## Exercise directions
Include in the output the line containing "### Additional Context" and each subsequent line of the records, through the end, transcribed exactly. Add nothing else.

## Data records

PR #1429, opened 2025-08-10
Fix TransformedTool silent failure with missing return annotations #1369

### LINKED ISSUE #1369: Transformed Tools silently fail if original function doesn't have a type annotation
### Description

I'm not sure if it can be considered a bug or not but I was a bit puzzled when trying to transform a tool based on the search example on https://gofastmcp.com/integrations/chatgpt 
```

@mcp.tool   
def search(query: str):    
  """Searches for items in the database. Hardcoded results for testing""" 
   return {"ids": ["O1", "O2"]}                    
                                                        | 
search_tool_test = Tool.from_tool(
  search,
  name="test_search_tool",
  description=""" Search for .... """
)      
```     

that a call to the transformed tool returned None rather than the expected call results, but realised it's because the original search method as documented on the page above didn't provide a return value type annotation. Adding that in and it all works, 

```
@mcp.tool                   
def search(query: str) -> dict[str, list[str]]:    
  """Searches for items in the database."""     
  return {"ids": ["O1", "O2"]}      
```                  

but given the original method call worked without it, should transform_tool calls work without needing it, or perhaps complain instead of silently failing ?

### Version Information

```Text
FastMCP version:                                                        2.11.0
MCP version:                                                            1.12.3
Python version:                                                         3.12.3
```

### Additional Context

_No response_

chi2liu:
## Summary
- Fixes TransformedTool silently failing when transform functions lack return type annotations
- Adds validation to raise clear error when return annotation is missing
- Prevents incorrect inheritance of parent tool's output schema

## Problem
When creating a TransformedTool with a custom transform function that lacks a return type annotation, the tool would silently fail by incorrectly inheriting the parent tool's output schema. This led to unexpected behavior that was hard to debug.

## Expected answer
### Additional Context

_No response_

chi2liu:
## Summary
- Fixes TransformedTool silently failing when transform functions lack return type annotations
- Adds validation to raise clear error when return annotation is missing
- Prevents incorrect inheritance of parent tool's output schema

## Problem
When creating a TransformedTool with a custom transform function that lacks a return type annotation, the tool would silently fail by incorrectly inheriting the parent tool's output schema. This led to unexpected behavior that was hard to debug.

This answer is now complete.